I’m old enough to be uncomfortable with this. I don’t think real life works out that way. There is no first place for the things that matter most. God has structured a game that he wants everyone to win. We’re continually reminded that “the race is not to the swift.” And even in business, the field we’re told does have winners and losers, there are a lot of people playing who aren’t placing, and they’re bringing home paychecks and making a difference without a blue ribbon. I’m fiercely defensive of them, and of the way that kind of system works.

But we do like numbers. Somehow it means something to hear how many feet you can throw a softball and how fast you can run a quarter. It means something to know how much you earn or how many clients you serve or how much something costs, because then we have the illusion that we can compare, and thereby discern, value. In fact, we don’t even have to engage our conscious to do it – ordinal placement is knee-jerk, and we know the minute we hear two numbers which one is “better.” Hmmm.

We have a long talk before field day every year. I tell them that their value can never be reduced to a number, that I don’t care what their grade card says if they aren’t nice to our next door neighbor or don’t read with interest or finish what they start. I don’t want to have a place on that stand at the track meet over the numbers “1” or “2” or “3” – or not – change how they think of themselves. They roll their eyes. They want on the stand. They’re human.

I go to the track meet and my heart pains for the girl running distinctly back from the pack, or the boy who nails the ball several times in the grass just a few feet in front of him. I point that person out and tell the kids to find a way to say something genuinely appreciative to the person who lags, as well as the person who wins. I’m neither saint nor bleeding heart, because I’ve had my fair share of both wins and losses and learned equally from both, and wouldn’t deny anyone the chance to do either. But that doesn’t make it any easier in that moment for the kid who comes in last.

Interestingly enough, my youngest daughter misses a recognition every year. It’s like a tradition now. This year she threw the softball 107 feet, significantly further than the girl who won first place. Last year it was a 200 meter time that wasn’t recorded and the year before it was something else I’ve forgotten. I was there for each, and I know what she did and how confusing it can be for those recording. I wondered how she felt about it. She just shrugged her shoulders. It’s disappointing at eleven to know you could have been standing over the “1” and instead you were sitting in the bleachers.

I asked her how it felt to know she could throw a softball that far. She brightened up and her face shone with confidence. “That’s the thing to keep down deep in your soul, girl!” I said. Not that she’s better than anyone else, but that she can do things. My youngest son also placed in the softball throw, but he wasn’t even there for the placements on the numbered blocks. His sister brought home his certificate and he was thrilled. He threw the ball, but until someone put a number to it, he didn’t know it was “good.” I asked if he was sorry to miss standing on the blocks to come home with me and do yard work. He screwed up his face and said, “Heck no.” Too boring. But the certificate is folded in his pocket, valid proof that he can do things.

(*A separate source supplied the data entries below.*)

Issue #2376, opened 2019-10-25
why is (cached) fragments slow?


orbeckst:
**Is your feature request related to a problem? Please describe.**
The "make whole" (unwrap) on the fly transformation PR #2038 needs the fragments at every time step. ~Apparently, the fragments are recalculated every time~ (EDIT: They are not – see discussion below) 

```python
>>> u = mda.Universe(data.TPR, data.XTC)
>>> %timeit u.atoms.fragments
556 ms ± 71.5 ms per loop (mean ± std. dev. of 7 runs, 1 loop each)
```

Recalculating fragments takes 0.5 seconds per step.

**Describe the solution you'd like**
~There is no need to recalculate fragments as they are based on bonds. Fragments can be created when the topology is created.~

~Or only recalculate if the bonds change, or just tell users that if they change bonds then they also need to recalculate fragments.~

EDIT: Recalculating fragments is not the problem but building the actual data structure appears to be slow.

**Describe alternatives you've considered**
Recalculating fragments every time the managed attribute is accessed guards against stale data, which is good. However, user expectation is that attributes behave as instantaneous value stores (and the fact that we use managed attributes should not concern users). Furthermore, I contend that the case of accessing fragments for different time steps is more common than the case of changing the topology. 

**Additional context**

Doing the unwrap is slow no matter what, ca 4s/iteration
```python
In [81]: u = mda.Universe(TPR, XTC)
In [82]: u.trajectory.add_transformations(MDAnalysis.transformations.wrap.unwrap(u.atoms))
In [83]: with mda.Writer("unwrap.xtc", n_atoms=u.atoms.n_atoms) as W:
    ...:     for ts in tqdm.tqdm(u.trajectory):
    ...:         W.write(u.atoms)
    ...:
100%|██████████████████████████████████████████████████████████| 10/10 [00:39<00:00,  3.90s/it]
```
but at least shaving off 0.5 s is a start.

richardjgowers:
https://github.com/MDAnalysis/mdanalysis/blob/develop/package/MDAnalysis/core/universe.py#L998

I think they are cached at a universe level... so maybe something else
weird is happening here. Maybe it’s the construction of the fragments for
this AG from the master list?

orbeckst:
As they are cached then something else appears to be slow. Needs some line profiling, I think.

orbeckst:
[...]

PR #2982, opened 2020-10-13
Implements compact wrapping and nojump, and updates associated transforms.

mnmelo:
Implemented function `distances.apply_compact_PBC`. With it I could easily adapt `AtomGroup.wrap()` to also do compact wrapping, depending on a keyword. Backward compatibility is maintained.

Also optimized the way `compound_indices` are handled in `AtomGroup.wrap()`, with major speedup:
For an `AtomGroup` of 146k atoms:

### Before
```python
%timeit ag.wrap(compound='fragments', inplace=False)
1.08 s ± 1.02 ms per loop (mean ± std. dev. of 7 runs, 1 loop each)
```

### After
```python
%timeit ag.wrap(compound='fragments', inplace=False)
72.7 ms ± 1.38 ms per loop (mean ± std. dev. of 7 runs, 1 loop each)
```

In `transformations`:
- Made `transformations.wrap` and `transformations.unwrap` transparently expose AtomGroup.wrap() and AtomGroup.unwrap(), to take advantage of the new functionality.

- Added `transformations.nojump` (should this be a separate PR?)

Also added the `center` keyword to `distances.apply_PBC` (with care to minimally impact performance), which allows the PBC wrapping to an arbitrarily centered box. This helps with vector treatment in `transformations.nojump`, and can be useful in other cases (say, to wrap atoms to a box centered on the origin or on a dynamic point). Should `AtomGroup.wrap()` expose this capability too?

Specific tests still to be written, but would like feedback in the meantime. Existing tests pass, except for the seemingly unrelated `testsuite/MDAnalysisTests/analysis/test_pca.py:test_given_mean` and `testsuite/MDAnalysisTests/analysis/test_encore.py:TestEncoreClustering.test_clustering_three_ensembles_two_identical` (which also fail for the unmodified `develop` branch).

Feedback much appreciated!
 
PR Checklist
------------
 - [ ] Tests?
 - [x] Docs?
 - [ ] CHANGELOG updated?
(There's no issue for these enhancements. Should I open one?)


orbeckst:
I didn't have the time to review, sorry. But: >10 times speedup for wrapping/unwrapping — that will finally make these transformations  usable 🚀 . Also, getting *compact* and *nojump* will be super-neat. 

I would break up the PR – one for the performance, one or more PRs for new features. The smaller the better, really. 

If the performance one can be separate from everything else then we can easily backport it.

mnmelo:
Perfect, I'll split it up, then. Just to be clear, I only optimized the wrapping. Was actually right now looking at the unwrapping and think we can look at some 5x speedup for a 100k atom system. Anyway, we can discuss better in the respective PRs.

Also, the atom-based wrapping is already quite fast (milliseconds for 100k atoms). What I optimized was the fragment based wrapping.

orbeckst:
The fragment-based wrapping is the crucial one for making sane trajectories.... so any improvements there are _very_ welcome!

mnmelo:
Thanks for the positive outlook, @orbeckst. To make this work I propose some refactoring to the compound and cache code in #3000 and #3005, and further unwrap-specific optimizations in #2376. I really need some approval of those ideas moving forward, because they involve some work and touch some central aspects that others might want to chip in.

orbeckst:
nojump would be really good for MSD (@hmacdope recently told someone on the mailing list that they had to use GROMACS for that part) and compact has always been one my favorites in trjconv. Having both would boost transformations.

I notice that all the prerequisite PRs have been merged so in principle we "just" need (1) merging of develop into this PR and (2) a few 👀 on the code. It would be a shame to let it rot.

hmacdope:
@mnmelo there is now an nojump method available, and this PR is quite stale. Is it okay for me to close here?

mnmelo:
Sure!

orbeckst:
We have the nojump but IIRC a major contribution of this PR to speed up unwrapping ("make molecules whole across PBC") which is still veeeeeeeeeeeeeeeeeery slow. 

It's become very clear to me that I don't have the bandwidth to move this PR forward (apologies) but I am also not sure that it makes sense to close it if there's code in there that we should really be working on. @hmacdope have you had a deeper look?

tylerjereddy:
@PardhavMaradani brought it to my attention that this PR does a good job with dodecahedral and octahedral GMX containers, which are pretty important for i.e., my virus work. See https://github.com/BradyAJohnston/MolecularNodes/issues/981#issuecomment-3369134809 and the impressive `MolecularNodes`-related box visualization therein that works with this branch.

So if this does get closed, please open an issue to track the capability to handle those container types and point to this as an attempt at it.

Someone will always throw the softball further or run faster, make more or do more, or in some way have a number that can be compared. It will mean nothing, “sounding brass and tinkling cymbal,” and we will have to work to not be distracted by it. Keeping score is a two-edged sword, encouraging us when we do well and discouraging us when we lag, and either of those is very distracting. I think the goal is to let go of the score as soon as we can do the thing without a number attached because numbers suck the life out of things. Kids are natural runners – how sad if they forget that.

A king was once told that he had been weighed, measured, and found wanting. I doubt anything limited to integers found its way onto those balances. I have a feeling God’s weights and measures don’t run in ordinal numbers. Sometimes I don’t know what to do with a world whose measures do.